AIM OF THE EXERCISE
Write out exactly the lines of the entries below from the one holding "there are a" to the one holding "separately, in pollUpdates, we", inclusive, and leave out all other lines.

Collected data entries

=== Section Start ===

PR #971, opened 2020-12-15
Fix scrollable math

jarosik10:
for: https://github.com/openstax/unified/issues/1399


src/app/content/practiceQuestions/components/Answer/styled.tsx
```diff
@@ -9,18 +9,18 @@ export const AnswerExcerpt = styled.span`
...
 // tslint:disable-next-line: variable-name
 export const AnswerAlignment = styled.div`
   display: flex;
   align-items: center;
   min-height: 4rem;
+  flex: 1;
+
+  * {
+    overflow: initial;
+  }
```
PiotrKozlowski, line 23: I think you need `overflow: initial;` only in `AnswerContent`

PiotrKozlowski (changes requested):

src/app/content/practiceQuestions/components/Answer/styled.tsx
jarosik10: Without
```
* {
    overflow: initial;
  }
```
the math will not be displayed. It seems that MathJax doesn't like `overflow: auto`.

PiotrKozlowski: I've meant leave this part where it was before and add `overflow: initial;` to `AnswerContent`

PiotrKozlowski (approved):

PR #972, opened 2020-12-16
Add SW controller check

jarosik10:
for: https://github.com/openstax/unified/issues/1386


jarosik10:
@TomWoodward  @PiotrKozlowski 
What are your thoughts about this kind of solution?

src/index.tsx
```diff
@@ -105,14 +105,16 @@ startMathJax();
...
-    if (registration && (registration.waiting || registration.installing)) {
+    const serviceWorkerController = window.navigator.serviceWorker.controller;
+    if (registration && (registration.waiting || registration.installing) && serviceWorkerController) {
       app.store.dispatch(updateAvailable());
     } else if (registration) {
       // For Chrome and Edge registration.waiting and registration.installing
       // is still null for some time after .register()
       registration.addEventListener('updatefound', () => {
-        app.store.dispatch(updateAvailable());
+        if (serviceWorkerController) {
```
PiotrKozlowski, line 115: Do we need this `if` here?

src/index.tsx
```diff
@@ -105,14 +105,16 @@ startMathJax();
 serviceWorker.register()
   .then((registration) => {
     app.services.serviceWorker = registration;
-
-    if (registration && (registration.waiting || registration.installing)) {
+    const serviceWorkerController = window.navigator.serviceWorker.controller;
+    if (registration && (registration.waiting || registration.installing) && serviceWorkerController) {
```
PiotrKozlowski, line 109: `&& serviceWorkerController` could be before `(registration.waiting || registration.installing)`

PiotrKozlowski (commented):
It seems like this could work

src/index.tsx
jarosik10: Tbh I do not fully understand the purpose of the first `if` statement.
``` const serviceWorkerController = window.navigator.serviceWorker.controller;
    if (registration && (registration.waiting || registration.installing) && serviceWorkerController) {
      app.store.dispatch(updateAvailable());
    }
```
`updatefound` is also getting fierd for new users, so that `if`checks if the `serviceWorker` `controller` is already present (does nothing for new users). 
```
    else if (registration) {
      registration.addEventListener('updatefound', () => {
        if (serviceWorkerController) {
          app.store.dispatch(updateAvailable());
        }
      });
    }
 ```

Comment (PiotrKozlowski) [reply src/index.tsx:115]: I was also wondering about this. I've left a comment about removing the first if statement here: https://github.com/openstax/unified/issues/1386#issuecomment-741848714 but Tom commented that we need it https://github.com/openstax/unified/issues/1386#issuecomment-745382064
I'm not really sure, but I think there might be the case when the `update` event is fired before we add a listener to the `sw` and this is why we check for `waiting` and `installing`? cc @TomWoodward

**Comment by TomWoodward** [comment]
there are a lot of variables here... browsers check for sw updates on page load on their own, or an uninstalled worker might be hanging out from a previous state.

in the existing logic we check for:
- sw is waiting (installed but not active) or installing (browser is downloading/processing), in either of these cases we immediately dispatch updateAvailable, because the helpers in there will make sure everything is all sync'd and ready and then force the update and reload when the button is clicked
- if neither of those states were present on page load then we wait for the event indicating there is an update, and dispatch updateAvailable then, this would happen if our code evaluated before the browsers check that it does

separately, in pollUpdates, we check release ids and dispatch updateAvailable, in that case we didn't detect a sw update but there would be one because of the release, so we manually trigger the update check in response to the action.

the new problem is that for a first time visitor, they won't have a sw running already, so when the browser installs it for the first time we'll get the event and we process it as an update. in reality this doesn't indicate that there was any application deployment and unconditionally prompting all first time users to reload is not ideal. so even though it means that they will be running without a service worker for their first session, we want to suppress all these update notifications in this case. i think we can accomplish this by doing one if statement at the top of the logic looking for a current controller, and if there isn't one return and skip the rest of the logic. theoretically the browser will prepare the sw in the background and when they close the window and open a new one they'll get it automatically.

File: src/index.tsx [hunk 3]
```diff
@@ -105,7 +105,8 @@ startMathJax();
 serviceWorker.register()
   .then((registration) => {
     app.services.serviceWorker = registration;
-
+    const serviceWorkerController = window.navigator.serviceWorker.controller;
+    if (!serviceWorkerController) { return; }
```
PiotrKozlowski, line 109: I think there is no need to store it in the `const`

TomWoodward (changes requested):
i think this solution will work, but i'm not a fan of those one line if statements, can you add some newlines and maybe a blank line to separate from the existing logic?

src/index.tsx
```diff
@@ -105,7 +105,9 @@ startMathJax();
 serviceWorker.register()
   .then((registration) => {
     app.services.serviceWorker = registration;
+
     if (!window.navigator.serviceWorker.controller) { return; }
```
TomWoodward, line 109:
```suggestion
    if (!window.navigator.serviceWorker.controller) {
      return;
    }
```

TomWoodward (changes requested):

TomWoodward (approved):

PR #973, opened 2020-12-16
Fix display of Read link with flexbox magic

PiotrKozlowski:
for: https://github.com/openstax/unified/issues/1407


src/app/content/practiceQuestions/components/ShowPracticeQuestions.tsx
```diff
@@ -31,6 +31,7 @@ export const ShowPracticeQuestionsBody = styled(PopupBody)`
 // tslint:disable-next-line: variable-name
 export const SectionTitle = styled.div`
   ${h4Style}
+  flex-shrink: 0;
```
jarosik10, line 34: I think that it might be better to use the `flex` shortcut everywhere. Like `flex: 0 0 auto;` instead `flex-shrink: 0;`.

src/app/content/practiceQuestions/components/ShowPracticeQuestions.tsx
```diff
@@ -78,7 +82,7 @@ export const StyledContentLink = styled.a`
   }
 
   ${theme.breakpoints.mobile(css`
-    margin: 1.2rem;
+    padding: 1.2rem;
```
jarosik10, line 85: Padding makes the clickable area of `StyledContentLink` much bigger. I'm not sure if it's wrong, but I think you should keep that in mind.

PiotrKozlowski: that's okay

src/app/content/practiceQuestions/components/ShowPracticeQuestions.tsx
PiotrKozlowski: `flex: 0 0 auto;` is a equivalent of
```
flex-grow: 0;
flex-shrink: 0;
flex-basis: auto;
```
Is there any advantage of using these properties here?

jarosik10: In this example it doesn't really matter, but since these parameters influence each other, I think it is good practice to use the `flex` shorthand.

jarosik10 (approved):

PR #976, opened 2020-12-18
Add disableTabbing prop to Overlay

jarosik10:
for: https://github.com/openstax/unified/issues/1410


src/app/reactUtils.ts
```diff
@@ -245,4 +245,10 @@ export const disableContentTabbingHandler = () => {
   };
 };
 
-export const useDisableContentTabbing = () => React.useEffect(disableContentTabbingHandler);
+export const useDisableContentTabbing = (disableTabbing: boolean) => {
```
PiotrKozlowski, line 248: It should be called `isActive` or `isEnabled` like in other react utils

src/app/reactUtils.ts
```diff
@@ -245,4 +245,10 @@ export const disableContentTabbingHandler = () => {
...
+  React.useEffect(() => {
+    if (disableTabbing) {
+      disableContentTabbingHandler();
+    }
```
PiotrKozlowski, line 252: `disableContentTabbingHandler()` is returning a function that should be called in the `useEffect` for cleaning up effect
sth like 
```js
const cleanUp = disableContentTabbingHandler();
return cleanUp;
```
but since this is in `if` then I think it will mess up with how hooks are working
I think it would be better to do this the same way as with `useFocusLost`

PiotrKozlowski (changes requested):

PiotrKozlowski (changes requested):
There are tests and lint issues but the code looks good

PiotrKozlowski (approved):

PR #978, opened 2020-12-21
tweak focus on question outline

TomWoodward:
for: openstax/unified#1415


KarinaMendez2 (approved):

TomWoodward:
@PiotrKozlowski see this example of how to suppress focus outline conditionally. the trick is that you have different elements for clicking vs keyboard nav and style them differently. clicking will always focus the innermost focusable element, and `tabindex="-1"` is only clickable, not keyboard tabbable, so the inner element is only for mouse events and the outer element will be hit by tabbing.

i checked with CromeVox and tabbing to the outer element does correctly read out the question content.

in this case i made it so the javascript focuses the inner element, so that the initial state does not have the outline, in other cases, like when you click the "skip to content" link in the header, we do the opposite so that its obvious where the focus ended up.

PiotrKozlowski:
@TomWoodward That's cool, I didn't think about a solution like this, thanks!

PR #980, opened 2020-12-22
Change toolbar tab order

jarosik10:
for: https://github.com/openstax/unified/issues/512

> for 1), i think you can accomplish this by re-arranging the toolbar so there are to divs, one for the left and one for the right, and putting them in a flex container with whatever that property is flex-direction: end-to-start or whatever (i'm sure that is wrong but its something like that), you can accomplish the same thing with floats but i think flex will be better. the point is that the stuff on the right side of the toolbar should be defined above the left side in the markup, that will dictate the tab order.

There is a one problem with this solution. It breaks the `justify-content: space-between;` positioning of `TopBar` elements on smaller devices. So I've came up with solution that just changes the `order` parameter of `SidebarControl` component.


jarosik10:
This is how the opening and closing toc controllers are made in `SidebarControl`:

=== Section End ===

RESPONSE
there are a lot of variables here... browsers check for sw updates on page load on their own, or an uninstalled worker might be hanging out from a previous state.

in the existing logic we check for:
- sw is waiting (installed but not active) or installing (browser is downloading/processing), in either of these cases we immediately dispatch updateAvailable, because the helpers in there will make sure everything is all sync'd and ready and then force the update and reload when the button is clicked
- if neither of those states were present on page load then we wait for the event indicating there is an update, and dispatch updateAvailable then, this would happen if our code evaluated before the browsers check that it does

separately, in pollUpdates, we check release ids and dispatch updateAvailable, in that case we didn't detect a sw update but there would be one because of the release, so we manually trigger the update check in response to the action.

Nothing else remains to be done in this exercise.